Similarly, Bard's Statcast quality-of-contact numbers indicate how effective he's been at stifling hitters. Bard's most recent appearance lowered his expected ERA to 2.98, based on his strikeouts, walks and the exit velocity and launch angle of the batted balls he's allowed.
Bard's fastball is explosive again
If you think back to Bard's fireballing prime with the Red Sox, you remember the explosive 100 mph fastball.
Well, he still has that explosive fastball. And we have the Statcast data to quantify it.
First, the velocity. Luckily, we know how fast Bard's fastball was with the Red Sox, because pitch tracking goes all the way back to 2008. And we know how the injuries and mechanical wonkiness that derailed his career in the first place brought about a precipitous drop in velocity.
Now, at age 35, he's essentially gained that high-end velocity back. Maybe he can't touch 102 like he did as a 24-year-old, but he can dial it up to 99 -- his first strikeout upon his return registered at 98.7 mph. He's not exactly the same pitcher, but Bard's fastball has some of that old life again.

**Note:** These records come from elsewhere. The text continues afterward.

PR #1139, opened 2024-02-20
Adding configuration in cloud build to run the tests for 2.2 Dataproc Images

prince-cs:
Adding the configuration for running the init action tests for 2.2 dataproc images as well and alongside making minor changes in accordance to support the init action for 2.2 images.

### DIFF
--- a/dask/dask.sh
+++ b/dask/dask.sh
@@ -43,7 +43,7 @@ readonly KNOX_HOME=/usr/lib/knox
 readonly KNOX_DASK_DIR=${KNOX_HOME}/data/services/dask/0.1.0
 readonly KNOX_DASKWS_DIR=${KNOX_HOME}/data/services/daskws/0.1.0
 
-CONDA_PACKAGES=("dask=${DASK_VERSION}" 'dask-bigquery' 'dask-ml' 'dask-sql')
+CONDA_PACKAGES=('dask-bigquery' 'dask-ml' 'dask-sql')
 
 if [[ "${DASK_RUNTIME}" == 'yarn' ]]; then
   # Pin `distributed` package version because `dask-yarn` 0.9
@@ -343,6 +343,8 @@ EOF
 
 
 function main() {
+  #Install dask with the help of conda as installing with mamba causes version conflicts
+  execute_with_retries "conda install -y dask=${DASK_VERSION}"
   # Install conda packages
   execute_with_retries "mamba install -y ${CONDA_PACKAGES[*]}"
 
--- a/hue/test_hue.py
+++ b/hue/test_hue.py
@@ -60,6 +60,8 @@ class HueTestCase(DataprocTestCase):
         'STANDARD',
     )
     def test_hue_job(self, configuration):
+        if self.getImageVersion() >= pkg_resources.parse_version("2.2"):
+            self.skipTest("Not supported in 2.2 image")
         self.createCluster(configuration, self.INIT_ACTIONS)
         self.__submit_pyspark_job(self.getClusterName())
 
--- a/livy/test_livy.py
+++ b/livy/test_livy.py
@@ -27,10 +27,16 @@ class LivyTestCase(DataprocTestCase):
         self.remove_test_script(self.TEST_SCRIPT_FILE_NAME, name)
 
     def _run_python_test_file(self, name):
-        self.assert_instance_command(
-            name,
-            "sudo apt-get install -y python3-pip && sudo pip3 install requests"
-        )
+        if self.getImageVersion() >= pkg_resources.parse_version("2.2"):
+            self.assert_instance_command(
+                name,
+                "sudo apt install python3-requests"
+            )
+        else:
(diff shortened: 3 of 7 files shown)


dask/dask.sh
```diff
@@ -43,7 +43,7 @@ readonly KNOX_HOME=/usr/lib/knox
 readonly KNOX_DASK_DIR=${KNOX_HOME}/data/services/dask/0.1.0
 readonly KNOX_DASKWS_DIR=${KNOX_HOME}/data/services/daskws/0.1.0
 
-CONDA_PACKAGES=("dask=${DASK_VERSION}" 'dask-bigquery' 'dask-ml' 'dask-sql')
+CONDA_PACKAGES=('dask-bigquery' 'dask-ml' 'dask-sql')
```
functicons, line 46: Why make this change?

dask/dask.sh
```diff
@@ -344,6 +344,7 @@ EOF
 
 function main() {
   # Install conda packages
+  execute_with_retries "conda install -y dask=2022.1"
```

Bard's avg. fastball velocity by season
2009: 98.0 mph
2010: 98.5 mph
2011: 97.9 mph
2012: 93.7 mph
2013: 94.3 mph
2020: 96.5 mph (max 98.7)
But while we only know the velocity for early-career Bard, now we know way more. And what stands out is the spin. If you want to know why a pitcher has a riding fastball that blows past hitters at the top of the zone, spin rate is a good place to start looking.
Highest 4-seam fastball spin rate, 2020
Min. 50 4-seamers thrown (206 pitchers)
1) Trevor Bauer (CIN): 2,797 rpm
2) Lucas Sims (CIN): 2,760 rpm
3) Corbin Burnes (MIL): 2,688 rpm
4) Daniel Bard (COL): 2,627 rpm
5) Chris Stratton (PIT): 2,613 rpm
MLB avg. 4-seam fastball spin rate: 2,304 rpm
Bard has a top-five fastball spin rate in all of MLB. That spin has helped him collect half of his strikeouts on heaters, and put away the hitter about a third of the time when he throws a fastball with two strikes.

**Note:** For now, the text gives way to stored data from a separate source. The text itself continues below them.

PR #1141, opened 2024-02-22
[oozie] Using $(hostname -s) rather than ${HOSTNAME}

cjac:


cjac:
that run failed due to resource constraints.  I'll re-launch and check on the build later today.

functicons (approved):
LGTM

PR #1142, opened 2024-02-23
[flink] Using $(hostname -s) rather than ${HOSTNAME}

cjac:


cjac:
no nodes available to schedule pods

kuldeepkk-dev (commented):
@cjac 

Is the newline required for "if" condition on line 224? Can we put conditions in one line or use '\' ?

kuldeepkk-dev (approved):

Now, about the other half of those strikeouts …
Bard's fastball/slider combo is made for 2020
Bard was a four-seam/slider pitcher in the first stage of his career, too, but his return to MLB in 2020 comes at the perfect time for him to optimize that two-pitch combination.
Breaking balls are in. Slider usage has increased league-wide in every single season of Statcast tracking, from 14.5% in 2015 to 17.8% in 2020. And now that Bard has rejoined Major League Baseball, he's part of the trend.

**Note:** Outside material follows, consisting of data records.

PR #1143, opened 2024-02-23
[hbase] Using $(hostname -s) vs ${HOSTNAME}

cjac:


kuldeepkk-dev (approved):
LGTM

PR #1144, opened 2024-02-23
[presto] Using $(hostname -s) rather than ${HOSTNAME}

cjac:


kuldeepkk-dev:
readonly PRESTO_MASTER_FQDN="$(/usr/share/google/get_metadata_value attributes/dataproc-master)"

@cjac - Can we change the variable name since value doesn't contain FQDN?

kuldeepkk-dev (approved):
LGTM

In his early years as a Red Sox reliever, Bard was fastball-heavy, throwing his four-seamer close to 60% of the time. He threw his slider only around a quarter of the time.
Now he's even. Bard is throwing his four-seamer 37% of the time, and his slider … 37% of the time. (He also mixes in some two-seamers and changeups.)
He's also throwing his slider harder than he did back in the day. From 2009-11, it came in at about 84.5 mph. Now, he's throwing his slider 87.1 mph, and even touching 90 with it. That harder, tighter slider, which gets two inches of horizontal break above average, seems to play really well off Bard's high four-seamers. That's how four-seam/slider pitchers get it done these days. The other half of Bard's strikeouts are on sliders, and when he throws it with two strikes, he puts the hitter away half the time.
Put it all together, and Bard doesn't look like a 35-year-old on a seven-year layoff. He looks like a lights-out reliever on a first-place team who's striking out nearly a third of the batters he faces. Because that's what he is.